→ **Assigned task**: Your response should reproduce every line of the entries that contains the word "there".
Content starts
PR #155, opened 2018-09-27
Update index.html

jschwalbe:
Make the config.js load freshly with each refresh by appending the date to the end of config.js (so one doesn't have to clear cache or force reload each time!).

Tested in Apache & Homeassistant (on macOS)

### DIFF
--- a/index.html
+++ b/index.html
@@ -32,7 +32,9 @@
    <script src="scripts/app.js"></script>
 
    <!--<script src="config.example.js"></script>-->
-   <script src="config.js"></script>
+   <!--<script src="config.js"></script>-->
+   <script>document.write("<script src='config.js?v=" + Date.now() + "'><\/script>");</script>
+
 
    <script src="scripts/init.js"></script>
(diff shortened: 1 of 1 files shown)


avishayil:
I think this could be good only for development, while in production you'll probably want browser cache active.

resoai:
Yes, and to be frank in most browsers there is a way to not cache the resource.

jschwalbe:
@resonai @avishayil Hm I respectfully disagree. What is the harm in reloading it each time? Especially when there's so many people trying to figure out why changes don't show up after editing the config.js file?

avishayil:
@jschwalbe Because you're probably running on Raspberry Pi where you want to preserve computing resources. Developers can disable cache on development machines.

resoai:
Embedding javascript files via `document.write` is simply incorrect and causes even more problems. In fact all you need to do is tick one box when you edit the file.

photo_2018-09-28_11-34-24

Issue #168, opened 2018-10-26
Vacuum - Return to Home support


mouth4war:
Hi @resoai,

The toggle vacuum tile doesn't support return to home service vacuum.return_to_base. Could you please add support for that?

resoai:
Current vacuum tile acts as a switch only so it does not have many features. I don't have a vacuum myself so even current implementation was done blindly.

mouth4war:
I propose toggling between turn_on and return_to_base. This is how it used to work when using a switch tile before the change in HASS vacuum architecture.

Still think a larger tile based on media_player tile is the way to go eventually. You need no logic, just buttons for play, pause, stop, return to base, locate and spot clean (each button has a service call only). And a fan speed selector to replace the source select.

mouth4war:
Content ends
→ **Solution for this exercise**:
Yes, and to be frank in most browsers there is a way to not cache the resource.
@resonai @avishayil Hm I respectfully disagree. What is the harm in reloading it each time? Especially when there's so many people trying to figure out why changes don't show up after editing the config.js file?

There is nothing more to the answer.